** Information follows **

PR #112, opened 2016-08-10
Validate google spreadsheet url

carvil:
Validate the URL provided to `TaggingSpreadsheet` models in order to make sure only valid Google Spreadsheet URLs are given by the user.

There are 3 validations:
- the hostname (it should be `docs.google.com`)
- the path (it needs to match `/spreadsheets/d/<a key>/pub`
- the params (it needs to include a Google ID param called `gid`)

This PR also adds a factory for building `TaggingSpreadsheet` objects in the tests with the correct URL structure.

Trello: https://trello.com/c/AGgxBxcJ/87-validate-the-data-given-to-the-tag-importer-it-should-be-a-google-spreadsheet-url-currently-it-accepts-anything

Part of: https://trello.com/c/7tcrUgcz/66-initial-round-of-improvements-to-error-handling-in-tag-importer

### DIFF
--- a/app/validators/google_url_validator.rb
+++ b/app/validators/google_url_validator.rb
@@ -1,0 +1,34 @@
+class GoogleUrlValidator < ActiveModel::Validator
+  def validate(record)
+    uri = URI.parse(record.url)
+
+    validate_host(uri, record)
+    validate_path(uri, record)
+    validate_parameters(uri, record)
+  end
+
+private
+
+  def validate_host(uri, record)
+    unless uri.host == "docs.google.com"
+      record.errors[:url] << I18n.t('errors.invalid_hostname')
+    end
+  end
+
+  def validate_path(uri, record)
+    unless uri.path =~ %r{spreadsheets\/d\/.+\/pub}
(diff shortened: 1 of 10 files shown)


app/validators/google_url_validator.rb
```diff
@@ -0,0 +1,30 @@
...
+    end
+  end
+
+  def validate_path(uri, record)
+    unless uri.path =~ %r{spreadsheets\/d\/.+\/pub}
+      record.errors[:url] << I18n.t('errors.invalid_path')
+    end
+  end
+
+  def validate_parameters(uri, record)
```
mobaig: Do you think it's worth validating somewhere that `output=tsv` in the params? The CSV parsing logic in `app/services/tag_importer/fetch_remote_data.rb` expects tab-separated values.

carvil: Ah, well spotted @mobaig I will add that! Thanks

carvil: @mobaig : I added that validation below, is that correct?

mobaig:
👍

** End of Information **

- **Description of the task**:
Print the line that contains "There are 3", then every later line of the entries above up to and including the last, all exactly as written.

- **Answer to the exercise**:
There are 3 validations:
- the hostname (it should be `docs.google.com`)
- the path (it needs to match `/spreadsheets/d/<a key>/pub`
- the params (it needs to include a Google ID param called `gid`)

This PR also adds a factory for building `TaggingSpreadsheet` objects in the tests with the correct URL structure.

Trello: https://trello.com/c/AGgxBxcJ/87-validate-the-data-given-to-the-tag-importer-it-should-be-a-google-spreadsheet-url-currently-it-accepts-anything

Part of: https://trello.com/c/7tcrUgcz/66-initial-round-of-improvements-to-error-handling-in-tag-importer

### DIFF
--- a/app/validators/google_url_validator.rb
+++ b/app/validators/google_url_validator.rb
@@ -1,0 +1,34 @@
+class GoogleUrlValidator < ActiveModel::Validator
+  def validate(record)
+    uri = URI.parse(record.url)
+
+    validate_host(uri, record)
+    validate_path(uri, record)
+    validate_parameters(uri, record)
+  end
+
+private
+
+  def validate_host(uri, record)
+    unless uri.host == "docs.google.com"
+      record.errors[:url] << I18n.t('errors.invalid_hostname')
+    end
+  end
+
+  def validate_path(uri, record)
+    unless uri.path =~ %r{spreadsheets\/d\/.+\/pub}
(diff shortened: 1 of 10 files shown)


app/validators/google_url_validator.rb
```diff
@@ -0,0 +1,30 @@
...
+    end
+  end
+
+  def validate_path(uri, record)
+    unless uri.path =~ %r{spreadsheets\/d\/.+\/pub}
+      record.errors[:url] << I18n.t('errors.invalid_path')
+    end
+  end
+
+  def validate_parameters(uri, record)
```
mobaig: Do you think it's worth validating somewhere that `output=tsv` in the params? The CSV parsing logic in `app/services/tag_importer/fetch_remote_data.rb` expects tab-separated values.

carvil: Ah, well spotted @mobaig I will add that! Thanks

carvil: @mobaig : I added that validation below, is that correct?

mobaig:
👍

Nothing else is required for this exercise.